The increase in CO2 levels in the atmosphere due to human activities is partly responsible for global warming. By absorbing almost 15% of anthropogenic carbon released every year, the Southern Ocean is one of the main sinks for atmospheric CO2. But its effectiveness is decreasing, even as the level of atmospheric carbon jas continued to increase over the last few years[1]. Until now, the saturation of the carbon sink in the Southern Ocean has not been correctly simulated by the climate models used.  
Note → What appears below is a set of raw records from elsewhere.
PR #2808, opened 2024-10-16
fix(iroh-net)!: DiscoveredDirectAddrs need to update the timestamp

flub:
## Description

DiscoverdDirectAddrs has a timestamp of when it was last changed, which is used to decide if the direct addr information is recent enough to use in call-me-maybe messages.  However when it was updated this timestamp was not included in the comparison to see if there were changes, so that watchers would not get updates when the direct addresses did not change.  Unfortunately this meant the timestamp also never updated and the DiscoveredDirectAddrs was always considered out of date (unless there were changes in the discovered addresses).

This fixes this by putting only the DirectAddrs in the watcher.

It does a few other improvements:

- Moves all logic about DiscoveredDirectAddrs into one place.  This could be split out to a module now if desired.

- Tidies up the code which creates the DirectAddrs from the portmapper, netcheck and the local addresses.  Again this is just a first pass in cleaning up this code, there is so much more that could be done.

## Breaking Changes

In order to improve these simulations, a collaborative team of climatologists, modelers and oceanographers was set up. Their objective: to develop a model that more accurately simulates the Southern Ocean's ability to act as a carbon sink. To do this, the researchers based their studies on the IPSL's coupled ocean/atmosphere model, which integrates the carbon cycle (and thus the evolution of greenhouse gases, such as CO₂). The key novel feature of this model is that it takes into account changes in the concentration of stratospheric[2] ozone from 1975 until the present day. As Nicolas Metzl, LOCEAN/IPSL researcher and OISO[3] coordinator, points out: “The simulations obtained with this model more accurately reproduce the oceanic observations obtained in the field over the last few years”. 

 

Above all, this study highlights two major phenomena with regard to the Southern Ocean: a significant reduction in CO2 uptake, which is not compensated in the other oceans, as well as an acceleration in the acidification of high southern latitude oceanic water. Between 1987 and 2004, around 2.3 billion tons of carbon was not taken up by the oceans. This corresponds to a relative reduction of nearly 10% of the global oceanic carbon uptake. The simulations thus reveal how perturbations to the upper atmosphere (in this case, the ozone hole) interact with greenhouse gases and the oceanic carbon cycle: they lead to stronger westerly winds in the Southern Ocean, which in turn lead to surface oceanic water being mixed with deeper water, rich in CO2, thus limiting the absorption of atmospheric carbon by surface water.

 

This is the first time that the impact of the ozone hole on the oceanic carbon cycle has been simulated in a global climate model. These results suggest that the climate models used until now have overestimated oceanic carbon uptake and underestimated ocean acidification. They underline the importance of taking ozone into account in future modeling, particularly by the IPCC, which will make it possible to improve future climate predictions. The Southern Ocean is a region that is particularly sensitive to global warming.  Predicting the consequences of such changes more accurately is fundamental, not just with regard to the global carbon balance (saturation of air-sea fluxes) but also marine resources (impact of acidification).

 

This work was supported by the National LEFE/Cyber/FlamenCO2 (INSU-CNRS) Program and the European CARBOOCEAN Program, which aims to better evaluate and understand oceanic carbon sources and sinks.